======== Information supplied ========
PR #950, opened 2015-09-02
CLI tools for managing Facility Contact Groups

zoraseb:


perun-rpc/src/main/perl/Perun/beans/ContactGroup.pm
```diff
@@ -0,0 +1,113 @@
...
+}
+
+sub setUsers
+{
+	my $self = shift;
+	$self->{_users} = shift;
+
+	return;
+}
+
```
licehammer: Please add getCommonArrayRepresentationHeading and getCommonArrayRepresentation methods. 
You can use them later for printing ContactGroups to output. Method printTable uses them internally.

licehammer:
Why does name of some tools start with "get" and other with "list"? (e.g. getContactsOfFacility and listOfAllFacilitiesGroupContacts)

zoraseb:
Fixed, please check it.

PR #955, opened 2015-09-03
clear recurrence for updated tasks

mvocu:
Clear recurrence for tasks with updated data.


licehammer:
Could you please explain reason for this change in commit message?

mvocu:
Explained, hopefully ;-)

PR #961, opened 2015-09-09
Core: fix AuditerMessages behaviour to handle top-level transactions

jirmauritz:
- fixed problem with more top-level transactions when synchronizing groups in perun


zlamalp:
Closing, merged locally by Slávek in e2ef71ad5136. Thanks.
========
▸ What the task requires:
What lines in the entries contain "level"? Report each one by copying it.

▸ Reply:
Core: fix AuditerMessages behaviour to handle top-level transactions
- fixed problem with more top-level transactions when synchronizing groups in perun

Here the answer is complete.